Large Senate majorities can hide differences: Manchin has always walked at his own pace, but in the past that often didn’t matter because Democrats had votes to spare. When Manchin opposed changing Senate rules in 2013 to remove the 60-vote requirement for most nominations, Democrats had 55 seats and moved forward without him.
Even when Republicans were in the majority, Manchin’s departure from party orthodoxy was rarely decisive and often viewed by his colleagues as the simple cost of having a red state Democrat in the caucus.
But with 50 seats, the defections of Manchin and Sinema, as well as the senses. Mark Kelly (D-Arizona) or Jon Tester (D-Mont.) hit very differently.
“It’s hard, we have the responsibility of being in the majority, without being able to count on all the votes in our column. And it’s tough,” said Sen. Elizabeth Warren (D-Mass.). “The good news is that even a 50-50 Senate gives Democrats control over the votes that come up, that means we can move judges and other candidates around.”
Speaker Nancy Pelosi also faces tight margins but can still afford to lose a handful of votes from her own party and doesn’t need to rely on Republicans given House majority rules. Along with Schumer, the two Democratic leaders passed the coronavirus bailout, a new infrastructure law, reformed the postal system and are set to agree on a competitiveness bill. Yet many in the party are more focused on the big promises Democrats have yet to deliver on climate change, tax reform and new social programs.
Senate Democrats can confirm nominees by a simple majority, which means getting all of their members and the deciding vote of Vice President Kamala Harris. It gave the caucus some of its biggest wins recently, including confirming Justice Ketanji Brown Jackson to the Supreme Court and filling the Federal Reserve and FTC.
But Democrats are more interested in legislating than Senate Minority Leader Mitch McConnell, whose relentless focus on confirming justices has helped keep his majorities unified while policy debates have often caused bitter division. And Democrats’ interest in successful legislation makes a 50-50 Senate all the more difficult for them.
Most Democrats want to scrap the filibuster, but sometimes the caucus can’t even get 50 votes on major issues. The traditional legislative route and its 60-vote threshold isn’t as simple as picking a few Republicans — getting 10 GOP votes requires major concessions.
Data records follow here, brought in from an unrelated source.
PR #1428, opened 2024-08-28
support int as string

tadelesh:
this should be added to all numeric types, but this semester we only need to support int/uint from service ask.

resolve: https://github.com/Azure/autorest.go/issues/1402


packages/codemodel.go/src/type.ts
```diff
@@ -130,6 +130,8 @@ export type PrimitiveTypeName = 'any' | 'bool' | 'byte' | 'float32' | 'float64'
 
 export type BytesEncoding = 'Std' | 'URL';
 
+export type PrimitiveEncoding = 'string';
```
jhendrixMSFT, line 133: Looks like this isn't used?

packages/codemodel.go/src/type.ts
```diff
@@ -138,6 +140,7 @@ export interface BytesType {
 // PrimitiveType is a Go integral type
 export interface PrimitiveType {
   typeName: PrimitiveTypeName;
+  encodeAsString?: boolean;
```
jhendrixMSFT, line 143: Can you remove the `?` as I believe that `false` and `undefined` have the same meaning.

packages/codegen.go/src/models.ts
```diff
@@ -372,7 +372,17 @@ function generateJSONMarshallerBody(modelType: go.ModelType | go.PolymorphicType
       } else {
         modelDef.SerDe.needsJSONPopulate = true;
       }
-      marshaller += `\t${populate}(objectMap, "${field.serializedName}", ${receiver}.${field.name})\n`;
+      if (go.isPrimitiveType(field.type) && (field.type.typeName.startsWith('uint') || field.type.typeName.startsWith('int')) && field.type.encodeAsString) {
```
jhendrixMSFT, line 375: Looks like array of these is missing in both cases. If there is no test coverage for that it's ok to omit for now but will need to be addressed at some point. What services are asking for this?

packages/typespec-go/test/cadlranch/payload/multipartgroup/formdata_client_test.go
```diff
@@ -102,43 +102,12 @@ func TestFormDataClient_Complex(t *testing.T) {
...
-				City: to.Ptr("Z"),
-			},
-		},
 		ProfileImage: streaming.MultipartContent{Body: jpgFile},
 	}, nil)
 	require.NoError(t, err)
 	require.Zero(t, resp)
 }
 
-func TestFormDataClient_JSONArrayParts(t *testing.T) {
```
jhendrixMSFT, line 119: Why was this removed?

tadelesh: This tests have been removed from cadl-ranch new version and some other tests added. I could open another pr to add all added tests.

packages/codegen.go/src/models.ts
tadelesh: Batch is asking for this. It seems I also miss the map, let me check the logic.

jhendrixMSFT (approved):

Biden’s demand for billions more dollars for Covid vaccines and treatments is a perfect example of this: Republicans bottled it up by demanding a vote on keeping former President Donald Trump’s border policies in place at the times of the pandemic. Some Democrats are now admitting they may need to allow a vote on the immigration measure in order to pass a bill Biden says is essential to combat a future coronavirus surge.
Democrats passed the $1.9 trillion pandemic relief bill last March, avoiding the filibuster through the party line’s budget reconciliation process. But Democrats haven’t used the tool since, partly because Manchin dropped Build Back Better and the party has yet to find a replacement.
When asked if he felt like the Democrats were still in control of the chamber, Tester replied, “Oh my God, no.” He said he can often learn more about the Senate’s cadence from Republicans, since it’s GOP demands that dictate much of the Senate’s rhythms on a weekly basis.
“I don’t feel bad about it. We chair committees…we help set the agenda. That’s how it is,” Tester said. “But no, it’s tenuous at best.”